I didn’t know what to say. Didn’t know what to do. “I can’t help you.” I didn’t know what he wanted from me. “I don’t know anything about magic or curses. I just…I find things, okay? That’s all.”

Did he look disappointed? Angry? I couldn’t say for sure.

“Wh-what about Granny Helen?” She was a witch, right? I could feel her power.

“She’s not descended from the witches who cursed this town. Helen’s power comes from somewhere else. She can’t help us.” His face hardened as he stared at me. “They know what you are now. There’s no more hiding for you.” His head inclined toward me. “So be very, very careful when you walk into the woods, and never leave your silver behind.”

He turned away.

“Rafe!”

He didn’t look back.

“I’m not a witch. I-I know things, but trust me on this, I’m not a witch.” We needed to just be clear about that. Being…different…was hard enough. Being a witch? No, thank you.

He kept walking.

“Rafe!

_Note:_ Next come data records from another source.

PR #4327, opened 2017-10-05
removed python2 unicode literals from documentation examples

miguelgrinberg:
The documentation has a bunch of examples showing unicode literals in Python 2's `u'foo'` syntax, including one in the front page right below the note encouraging users to switch to Python 3.

### DIFF
--- a/docs/index.rst
+++ b/docs/index.rst
@@ -44,9 +44,9 @@ consumption.
     >>> r.encoding
     'utf-8'
     >>> r.text
-    u'{"type":"User"...'
+    '{"type":"User"...'
     >>> r.json()
-    {u'private_gists': 419, u'total_private_repos': 77, ...}
+    {'private_gists': 419, 'total_private_repos': 77, ...}
 
 See `similar code, sans Requests <https://gist.github.com/973705>`_.
 
--- a/docs/user/advanced.rst
+++ b/docs/user/advanced.rst
@@ -679,12 +679,12 @@ So, GitHub returns JSON. That's great, we can use the :meth:`r.json
     >>> commit_data = r.json()
 
     >>> print(commit_data.keys())
-    [u'committer', u'author', u'url', u'tree', u'sha', u'parents', u'message']
+    ['committer', 'author', 'url', 'tree', 'sha', 'parents', 'message']
 
-    >>> print(commit_data[u'committer'])
-    {u'date': u'2012-05-10T11:10:50-07:00', u'email': u'me@kennethreitz.com', u'name': u'Kenneth Reitz'}
+    >>> print(commit_data['committer'])
+    {'date': '2012-05-10T11:10:50-07:00', 'email': 'me@kennethreitz.com', 'name': 'Kenneth Reitz'}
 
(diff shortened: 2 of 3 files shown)


sigmavirus24:
Given the currently supported versions of Python 3 (e.g., Python 3.4+), using `u''` is a cross-version compatible way of ensuring one always has text when dealing with native strings. I don't think we want to remove this.

Note: All versions of Python 3 in which unicode-literals were invalid syntax have been EOL'd. That said, the documentation examples that do

```
print(u'foo')
u'foo'
```

Are wrong on *some* of the versions of Python that Requests supports. We can't easily document both though.

---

I’m not!”

For a moment, he did glance back. “You’re more than you think.” His jaw hardened, and I thought he growled, “I just hate that it’s you.”

He left me there, and I stared into the woods and knew what it felt like to be hunted.





Chapter Eleven


They gave us candles as we entered the football stadium. Long, white candles. Jenny stood beside me, and I saw her stare down at the candle. Her eyes teared up a bit. “No one should die this young.”